Economists use utility to explain how consumers make choices.
Utility refers to the satisfaction gained from consuming a good or
service. Total utility is the total satisfaction gained from consuming
a given quantity, while marginal utility is the additional satisfaction
from consuming one more unit. According to the law of diminishing
marginal utility, marginal utility decreases as more units are
consumed. Total utility rises while marginal utility is positive,
reaches a maximum when marginal utility is zero, and can fall if
marginal utility becomes negative.

Marginal Utility and the Demand Curve

When marginal utility is expressed in money terms, it links directly
to the individual demand curve. A rational consumer buys units of a
good until marginal utility equals price. If price falls, the consumer
buys more because the marginal utility of additional units is now
greater than or equal to the lower price. This explains why the
marginal utility curve can be used as the demand curve.

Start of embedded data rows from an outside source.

PR #14916, opened 2026-05-19
markup/converter/hooks: Allow overriding Type in code block context

### LINKED ISSUE #11872: Allow to specify language for transform.HighlightCodeBlock
As discussed [here](https://discourse.gohugo.io/t/change-language-in-highlightcodeblock/47724), it would be useful if one could overwrite the language in `transform.HighlightCodeBlock` - similar how it is possible to do so in `transform.Highlight`. At the moment `transform.HighlightCodeBlock` uses `.Type` which can't be changed.

One suggestion is to allow to overwrite the language via the options. (Although this could create some "interesting" scenarios if this option is then used in `transform.Highlight` or in a code block attribute in Markdown.)

jmooring:
Closes #11872

---

The purpose of this draft PR is to help evaluate the proposal described in this [comment](https://github.com/gohugoio/hugo/issues/11872#issuecomment-4472928140). No immediate code review expected; just sharing as a proof of concept for whenever we triage the issue.

Note that the intended use case was not possible prior to the recently merged fix in https://github.com/gohugoio/hugo/pull/14911.

### DIFF
--- a/markup/converter/hooks/hooks.go
+++ b/markup/converter/hooks/hooks.go
@@ -70,6 +70,9 @@ type CodeblockContext interface {
 	// The type of code block. This will be the programming language, e.g. bash, when doing code highlighting.
 	Type() string
 
+	// WithType returns a copy of the context with Type overridden.
+	WithType(lang string) CodeblockContext
+
 	// The text between the code fences.
 	Inner() string
 }
--- a/markup/goldmark/codeblocks/codeblocks_integration_test.go
+++ b/markup/goldmark/codeblocks/codeblocks_integration_test.go
@@ -165,6 +165,50 @@ plain <code> & text
 	)
 }
 
+// Issue 11872
+func TestCodeblockWithType11872(t *testing.T) {
+	t.Parallel()
+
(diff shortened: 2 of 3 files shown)


bep:
I don't think we use the `WithType` construct in other user facing APIs, and I think we want to think hard before doing it. I suspect it's harder to document/explain to people, and maybe less flexible than the stupid alternative.


We already have a options map to "override the default highlighting options":

```
transform.Highlight CODE LANG [OPTIONS]
transform.HighlightCodeBlock CONTEXT [OPTIONS]
```

I don't see why we cannot make `type` into a "highlighting options" and consolidate the above into:


```
transform.Highlight CODE [OPTIONS]
transform.HighlightCodeBlock CONTEXT [OPTIONS]
```

We could even simplify the above to:

```
transform.Highlight OPTIONS
transform.HighlightCodeBlock CONTEXT [OPTIONS]
```

And make `code` into an `option`. In the last line, the definition of `Options` would be:

"override the default highlighting options and the options passed in from Markdown".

Maximising Satisfaction: The Equi-Marginal Principle

Since consumers buy many goods, they need to allocate their
income to maximise total utility. The condition for maximum
satisfaction is the equi-marginal principle:
MUx/Px = MUy/Py.
If marginal utility per dollar differs between goods, consumers
reallocate spending to equalise these ratios. When equality is

, reached for all goods, total utility is maximised, and no further
reallocation improves satisfaction.

Limitations of Measurable Utility

Utility cannot truly be measured, and consumers do not always
behave rationally. Because of these limitations, economists often
rely on preference-based tools such as indifference curves and
budget lines to analyse consumer behaviour more realistically.

The Budget Line

The budget line shows all combinations of two goods that a
consumer can afford at given prices and income. Its slope reflects
the relative prices of the two goods. An increase in income shifts
the budget line outward in a parallel way; a decrease shifts it
inward. A change in the price of one good rotates the budget line
around the intercept of the other good. The budget line represents
the consumer’s opportunity set.




Indifference Curves and the Marginal Rate of Substitution
(MRS)

Indifference curves represent combinations of two goods that give
equal satisfaction. They slope downward and are convex because of
a diminishing marginal rate of substitution. MRS measures how
much of one good the consumer is willing to give up to obtain more
of the other while maintaining the same overall utility. Higher
indifference curves indicate higher levels of satisfaction.